I hum, agreeing with Nico.
“Then I guess it’s settled.” Giovanni locks eyes with Elio. “Make some inquiries—”
“But keep them discreet,” Matteo interjects. “Men with small dicks have fragile egos. If this is a case of Lucia denying Edoardo’s marriage proposal, and he grows worried his enemies will find out about it, he could react badly.”
Giovanni nods, approving his viewpoint, before he shifts on his feet to face me. “I placed extra security on Lucia’s building last night. They’ll stay until you tell me you want them to go.”
I smile in gratitude.
It turns blinding when he slaps my shoulder before he pulls me in to whisper in my ear.

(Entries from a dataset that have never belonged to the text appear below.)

PR #41, opened 2017-07-21
Improving IndAffine, LeastSquares, Quadratic

lostella:
In light of the recent discussions, I took a look to `IndAffine` to find that this type should probably be improved.

I’ve updated the **dense** case to perform as many operations as possible in-place. This resulted in performance improvements, see following comments.

@mfalt: do you think it’s possible to do similar things in the **sparse** case? I understand that using this low-level linear algebra routines is not the easiest thing, especially for sparse matrices/factorizations. Documentation is sometimes lacking?

**EDIT**

In light of the similar implementation details involved in handling these types, this PR now contains a restructuring of the `IndAffine`, `LeastSquares` and `Quadratic` types, together with a tentative improvement in their performance (by e.g. making as many operations as possible in-place).

**TODO**

- [x] Make sure to have as much as possible done in-place in `IndAffine`, `LeastSquares` and `Quadratic`.


lostella:
When running the following

```julia
using ProximalOperators
using BenchmarkTools
srand(0)
# define nonempty affine subspace (A, b)
m, n = 50, 200
A = randn(m, n)
x0 = randn(n)
b = A*x0
# construct indicator function
f = IndAffine(A, b)
# time projections
x = randn(n)
y = similar(x)
@benchmark prox!(y, f, x)
```

**Previous results** (6d98bd8)

```
BenchmarkTools.Trial:
  memory estimate:  25.34 KiB
  allocs estimate:  11
  --------------
  minimum time:     21.464 μs (0.00% GC)
  median time:      22.799 μs (0.00% GC)
  mean time:        26.144 μs (5.31% GC)
  maximum time:     1.872 ms (93.83% GC)
  --------------
  samples:          10000
  evals/sample:     1
```

**New results** (f94f86c, this PR)

```
BenchmarkTools.Trial:
  memory estimate:  48 bytes
  allocs estimate:  3
  --------------
  minimum time:     12.717 μs (0.00% GC)
  median time:      13.409 μs (0.00% GC)
  mean time:        14.195 μs (0.00% GC)
  maximum time:     282.460 μs (0.00% GC)
  --------------
  samples:          10000
  evals/sample:     1
```

src/functions/indAffine.jl
```diff
@@ -60,8 +61,12 @@ function (f::IndAffine){R<:Real, T <: RealOrComplex{R}}(x::AbstractArray{T,1})
...
 
 function prox!{R<:Real, T<:RealOrComplex{R}, M<:DenseArray, V<:AbstractArray{T,1}}(y::V, f::IndAffine{T,M,V,M}, x::V, gamma::R=one(R))
-  res = f.A*x - f.b
-  y[:] = x - f.A'*(f.R\(f.R'\res))
+  A_mul_B!(f.res, f.A, x)
+  f.res .= f.b .- f.res
+  LinAlg.LAPACK.trtrs!('U', 'C', 'N', f.R, f.res);
+  LinAlg.LAPACK.trtrs!('U', 'N', 'N', f.R, f.res);
+  Ac_mul_B!(y, f.A, f.res)
+  y .+= x
```
mfalt: I've actually had significant slowdowns in the code due to lines like this, it seems like the broadcast is not as good as it should. Could you try to run the benchmark with the following code instead:
`using SugarBLAS: @blas!`
line 65:
```julia
@blas! f.res *= -1.0
@blas! f.res += f.b
```
line 69:
```julia
@blas! y += x
```
At least in my CG code, the following line: `p .= r .+ β.*p` took more time due to all the broadcast than the matrix-vector multiplications... but it was negligible when i changed it to
```julia
@blas! p *= β
@blas! p += r
```

mfalt:
Great work by the way, nice improvements. I think there is room for improvement in the sparse case, especially `RES = SparseArrays.CHOLMOD.Dense(f.A*x - f.b)` and `y .= x .- f.A'RRres`. Some places that look like allocations are probably not however, I think Dense() will just wrap the data for example. 

We might want to consider having different concrete types for the sparse and dense case (since they may require different storage). I had a long discussion with @mi-volodin yesterday, it may be beneficial to have seperate concrete types for the dense/sparse and direct/iterative versions of IndAffine. I have implementation for iterative IndAffine im my package, and I think @mi-volodin will propose a couple of different options for the direct and dense case.

PS: my implementation of iterative IndAffine is actually implementation of the more general graph problem, but with a linear term: `f([x;z]) = q'x+i(Ax-βz==b)`, where β is 1 or -1. See: https://github.com/mfalt/FirstOrderSolvers.jl/blob/lsrewrite/src/utilities/affinepluslinear.jl

lostella:
I agree, this will also lighten the type parameters significantly. I guess something like

```julia
abstract type IndAffine <: ProximableFunction end
struct IndAffineDense <: IndAffine [...] end
struct IndAffineSparse <: IndAffine [...] end
struct IndAffineIterative <: IndAffine [...] end
```

And similarly for `Quadratic` and `LeastSquares`, for example. This has also the advantage that all predicates `is_smooth`, `is_quadratic` etc can be defined over the `abstract type` once and for all.

mi-volodin:
Nice idea!

This is what we have already suggested in my `IndGraph` project.
But in a manner
```julia
...
struct IndGraphFat <: IndGraph [...] end
struct IndGraphSkinny <: IndGraph [...] end
```
Because efficient methods for `(m<n)` and `(m>n)` are different. 

Edit: I meant the replacement for IndAffineDense

lostella:
Ok, great! As for the suggestion of @mfalt regarding the `@blas!` macro: I'll give it a try, but let's see if it's possible to do this without increasing package dependencies. I'm already quite satisfied by the improvement in time/allocations (especially allocations).

mfalt:
The macro is just a short and easy command to call the built in functions, you can use macroexpand to see what is it's actually doing to avoid any dependencies, it's just calling axpy! I'm guessing.

lostella:
I have updated the PR description above: the edit mainly refers to the latest commit 3d0cd80. This organization of `IndAffine`, `LeastSquares`, `Quadratic` makes very much sense to me: for the moment the only necessary "type-splits" I saw were between the "direct" and "iterative" case. A further split could make two separate types for the "direct-dense" and "direct-sparse", but I would avoid this and rely on dispatch, unless we see it's necessary.

src/functions/indAffineDirect.jl
```diff
@@ -0,0 +1,105 @@
+### CONCRETE TYPE: DIRECT PROX EVALUATION
+# prox! is computed using a QR factorization of A'.
+
+struct IndAffineDirect{R <: Real, T <: RealOrComplex{R}, M <: AbstractMatrix{T}, V <: AbstractVector{T}, F <: Factorization} <: IndAffine
```
mi-volodin, line 4: Am I right If I say that it will fail to create an object on input
```julia
A = rand(m, n) + im * rand(m, n)
b = zeros(m)
``` 
for any arbitrary `m,n` that is acceptable. 

I think it's not okay, but maybe there's a reasonable workaround without adding `T2`.

Testcase:
```julia
const RorC = Union{Real, Complex}

function testt(a::T, b::T) where {T<: RorC}
  a + b
end

testt(2., 3.)
testt(2. + im * 3., 3. + im * 2.)
testt(2. + im * 3., 3.) #Fails
```

mfalt: I think that you are right that it will fail to create a type. There should be ways to get around this by adding more type parameters.
It is easy to see that we need `res::promote_type(typeof(A), typeof(b))`, the type of the `b` we store is a bit trickier since we use norm of A to scale, with for example `b::Array{Float32,1}`, `A::Array{Complex{Float64},2}` we have to store `b::Array{Float64,1}`. This means that we need one type for `A`, one for `b`, and one for `res`, and I don't see that we get any significant improvement compared to doing something like
```julia
function IndAffineDirect{T<:RealOrComplex{<:Real}}(A::AbstratMatrix{T} b::AbstractVector)
  b2 = similar(b, T)
  b2 .= b
  IndAffineDirect(A, b2)
end
```
but then we run into problems when `b` is of "higher accuracy" than `A`. I'm not sure if there is an elegant solution without having one type for each value. But I think that if we have too many type parameters somewhere we risk that julia stops specializing on them.
The only case I can see where we would benefit from having different types is if `A` in some really low accuracy format, like `Array{Int8,2}`, but since the factorization only works with Float32, Float64, and the corresponding Complex, we won't get any real benefit.

mi-volodin: In fact all this could rely on caller (meaning user). It just would be fine to leave a note about it in the docs 😄  Just because julia errors about the type mismatch in this case are not very informative.

I solved my problem by extracting `T` from `A` and create zeros with this type.

lostella:
I couldn't do anything more (for the moment) than increasing the tolerance for evaluating `f::IndAffine` in order to overcome the issue highlighted by @mi-volodin in #40.

@mfalt: it looks like in fact the `shift` option is **not** available for dense Cholesky factorizations. This is really unfortunate.

If nobody thinks there are big issues here, I would consider merging this PR. I decided to remove other goals from this PR to then open appropriate issues: smaller PRs are faster to merge, and it's easier to reason on smaller individual problems.

mfalt:
I think it's ready to merge.

PR #42, opened 2017-08-26
Further improvements of iterative versions of prox!

lostella:
In this PR I switch to the IterativeSolvers package for the `cg!` methods used in `QuadraticIterative` and `LeastSquaresIterative`. Furthermore, an iterative version of `IndAffine` is implemented using alternating projections.

Open questions:
* How should we allow for the passing of options to the internally used iterative solvers? (Like `IterativeSolvers.cg!` in this case)
* `IterativeSolvers.cg!` considers the value of the given vector (where the solution is written) as initial iterate. However, in `LeastSquaresIterative` there is the “fat” case where we resort to Woodbury’s identity to reduce the problem size. How to allow custom initialization of `IterativeSolvers.cg!` in that case?

**TODO**
- [x] Add tests for `IndAffine(A, b; iterative=true)`


lostella:
@mfalt you're the expert on projections here :-) What do you think of the `IndAffineIterative`?

mfalt:
I've been thinking a bit about the IndAffineIterative, and I don't think the Alternating Projections is very efficient, I think something like this method could be state of the art: https://github.com/JuliaSmoothOptimizers/Krylov.jl/blob/master/src/craigmr.jl
I have my own implementation that doesn't use any packages too.
The other iterative solvers you added looks good.
Edit:
I am not sure what the best way to warmstart is, I have implemented a warm-start for the CRAIG-MR, but I am not sure how it compares to, for example, CG on the normal equations `(AA' + I) y = b`.

lostella:
I think we can merge this, to then later update the behaviour of `IndAffineIterative` (I'm not familiar with those methods, and how to use them to project a specific point; also, we probably need to use a custom implementation since Krylov.jl is unregistered?)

“They followed her to an all-night diner this morning. I forwarded you the address twenty minutes ago.” He ruffles my hair like he’s not three inches shorter than me.
“Go on. I’ll take it from here.” My lips don’t even get to part before he silences an objection I’m about to give.
“I hear the crepes at Caffè del Sole are the best in Carlisle. Since you kept me from my favorite dessert all night, I anticipate you enjoying the Nutella crepes with strawberries and bananas long enough to fix the injustice.”
Giovanni calls Valentina sweetness because she is the sweetest dessert he’s ever tasted.
He reaches for his gun when I hold my hands in the air nondefensively while saying, “I offer no guarantees.”
I don’t know if he draws his gun. I’m too busy bolting back to the dining room to see if my daughter is ready for a second helping of breakfast.